### Work item:
Reproduce only what lies between the first line of the material below and the line containing "-2,9 +2,70 @@", with both of those lines included and every line kept exact.
.....
PR #25, opened 2023-06-07
Allow creation of Credentials for Workflows

agrare:
Creating an authentication requires defining `params_to_attributes` https://github.com/ManageIQ/manageiq/blob/master/app/models/manageiq/providers/embedded_automation_manager/authentication.rb#L28

### DIFF
--- a/app/models/manageiq/providers/workflows/automation_manager/credential.rb
+++ b/app/models/manageiq/providers/workflows/automation_manager/credential.rb
@@ -2,9 +2,70 @@ class ManageIQ::Providers::Workflows::AutomationManager::Credential < ManageIQ::
   validates :ems_ref, :presence => true, :uniqueness_when_changed => {:scope => [:tenant_id]},
             :format => {:with => /\A[\w\-]+\z/i, :message => N_("may contain only alphanumeric and _ - characters")}
 
-  FRIENDLY_NAME = "Workflows Credential"
+  FRIENDLY_NAME = "Workflows Credential".freeze
+
+  COMMON_ATTRIBUTES = [
+    {
+      :component  => 'text-field',
+      :label      => N_('Name'),
+      :helperText => N_('Name of this credential'),
+      :name       => 'name',
+      :id         => 'name'
+    },
+    {
+      :component  => 'text-field',
+      :label      => N_('Reference'),
+      :helperText => N_('Unique reference for this credential'),
+      :name       => 'ems_ref',
+      :id         => 'ems_ref'
+    },
+    {
+      :component  => 'text-field',
+      :label      => N_('Username'),
+      :helperText => N_('Username for this credential'),
+      :name       => 'userid',
+      :id         => 'userid'
+    },
+    {
+      :component  => 'password-field',
+      :label      => N_('Password'),
+      :helperText => N_('Password for this credential'),
+      :name       => 'password',
+      :id         => 'password',
+      :type       => 'password'
+    },
+    {
+      :component      => 'password-field',
+      :label          => N_('Private key'),
+      :helperText     => N_('RSA or DSA private key to be used instead of password'),
+      :componentClass => 'textarea',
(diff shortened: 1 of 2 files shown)


app/models/manageiq/providers/workflows/automation_manager/credential.rb
```diff
@@ -1,4 +1,72 @@
...
+      :label      => N_('Private key passphrase'),
+      :helperText => N_('Passphrase to unlock SSH private key if encrypted'),
+      :name       => 'auth_key_password',
+      :id         => 'auth_key_password',
+      :maxLength  => 1024,
+      :type       => 'password'
+    }
+  ].freeze
+
+  API_ATTRIBUTES = COMMON_ATTRIBUTES
```
agrare, line 57: NOTE we don't have any "EXTRA_ATTRIBUTES" so it seemed silly to define it then not use it.
The only reference I found to it other than `API_ATTRIBUTES = COMMON+EXTRA` was in AWX/Tower in the refresh process `inventory_object.options = inventory_object.type.constantize::EXTRA_ATTRIBUTES.keys.each_with_object({}) do |k, h|` so we don't seem to need it here.

app/models/manageiq/providers/workflows/automation_manager/credential.rb
```diff
@@ -1,4 +1,72 @@
...
+
+  API_OPTIONS = {
+    :label      => N_('Workflows'),
+    :type       => 'cloud',
```
agrare, line 61: TODO I'm not sure what this type is used for exactly yet, but I see `scm`, `vault`, and `cloud` where cloud includes some very non-cloudy things like VMware and RHV.

Fryguy: This is a field that came from AWX/Tower because they differentiate credential types.  If we can ignore it, we probably should.

app/models/manageiq/providers/workflows/automation_manager/credential.rb
```diff
@@ -1,4 +1,72 @@
...
+    :attributes => API_ATTRIBUTES
+  }.freeze
+
+  def self.params_to_attributes(params)
+    allowed_params     = API_ATTRIBUTES.pluck(:id)
```
Fryguy, line 66: WOW - I had no idea this existed for regular Arrays-of-Hashes.  Seems active_support offers this. 🆒

Fryguy (approved):

app/models/manageiq/providers/workflows/automation_manager/credential.rb
```diff
@@ -1,4 +1,72 @@
 class ManageIQ::Providers::Workflows::AutomationManager::Credential < ManageIQ::Providers::EmbeddedAutomationManager::Authentication
   validates :ems_ref, :presence => true, :uniqueness_when_changed => {:scope => [:tenant_id]},
             :format => {:with => /\A[\w\-]+\z/i, :message => N_("may contain only alphanumeric and _ - characters")}
+
+  FRIENDLY_NAME = "Workflows Credential"
```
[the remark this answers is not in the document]
agrare: Done

app/models/manageiq/providers/workflows/automation_manager/credential.rb
agrare: :+1: removed

Fryguy:
Backported to `petrosian` in commit 91f33a59eadc9231a94d64df898a50c2b2ec448b.

```text
commit 91f33a59eadc9231a94d64df898a50c2b2ec448b
Date:   Fri Jun 16 17:43:46 2023 -0400

    Merge pull request #25 from agrare/allow_creation_of_credentials_for_workflows
    
    Allow creation of Credentials for Workflows
    
    (cherry picked from commit e2545eec2191fe182cf0f1366b2979d349663390)
```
.....
### Finished exercise:
PR #25, opened 2023-06-07
Allow creation of Credentials for Workflows

agrare:
Creating an authentication requires defining `params_to_attributes` https://github.com/ManageIQ/manageiq/blob/master/app/models/manageiq/providers/embedded_automation_manager/authentication.rb#L28

### DIFF
--- a/app/models/manageiq/providers/workflows/automation_manager/credential.rb
+++ b/app/models/manageiq/providers/workflows/automation_manager/credential.rb
@@ -2,9 +2,70 @@ class ManageIQ::Providers::Workflows::AutomationManager::Credential < ManageIQ::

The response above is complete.